The study involved patients from the Flatiron Health Network from January 2011 through August 2016 who were eligible for anti–PD-1 treatment of melanoma, non–small cell lung cancer (NSCLC), and renal cell carcinoma (RCC). The primary outcome of interest was the cumulative proportions of eligible patients receiving anti–PD-1 treatment and their age distributions.

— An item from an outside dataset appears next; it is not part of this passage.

Issue #907, opened 2022-06-16
Airflow ipi integral_data raw fastq's


coleshaw:
Sometimes it seems like the ETL only links 1 file to a file_collection attribute, when there are two files in the folder. I've seen this happen with multiple samples, it seems inconsistent though... perhaps something to do with paging the updates, or the updates are not grouped correctly?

The analysis identified 3,089 eligible patients with median ages of 66 to 67 years in the 3 disease cohorts. Overall, 1,742 patients (56.4%) were male and 2,066 (66.9%) were white. Among these, 2,123 eligible patients (68.7%) received anti–PD-1 treatment, including 439 patients with melanoma (79.1%), 1,417 with NSCLC (65.6%), and 267 with RCC (71.2%). Within 4 months after FDA approval, > 60% of eligible patients in each disease cohort had received anti–PD-1 agent treatment.
Within 9 months after FDA approval, the proportions of older vs younger patients receiving nivolumab (Opdivo) for melanoma, NSCLC, or RCC or pembrolizumab (Keytruda) for melanoma or NSCLC were similar in clinical practice. However, larger proportions of anti–PD-1–treated patients were older in real-world cohorts.
Thus, 60.6% (827 of 1,365) to 63.9% (46 of 72) were aged ≥ 65 years, and 27.7% (74 of 267) to 36.7% (105 of 286) were aged ≥ 75 years in the 3 disease real-world cohorts, compared with ranges of 31.7% (38 of 120) to 41.0% (223 of 544) aged ≥ 65 years, and 8.3% (34 of 410) to 11.7% (14 of 120) aged ≥ 75 years in pivotal clinical trials (pairwise P < .001 for all comparisons).
The investigators concluded, “Anti–PD-1 agents rapidly reached patients in clinical practice, and patients treated in clinical practice differed significantly from patients treated in pivotal clinical trials. Future actions are needed to ensure that rapid adoption occurs on the basis of representative trial evidence.”
The work was supported by a grant from the National Center for Advancing Translational Science of the National Institutes of Health.
Cary P. Gross, MD, of the Department of Internal Medicine, Yale University School of Medicine, is the corresponding author for the JAMA Oncology article.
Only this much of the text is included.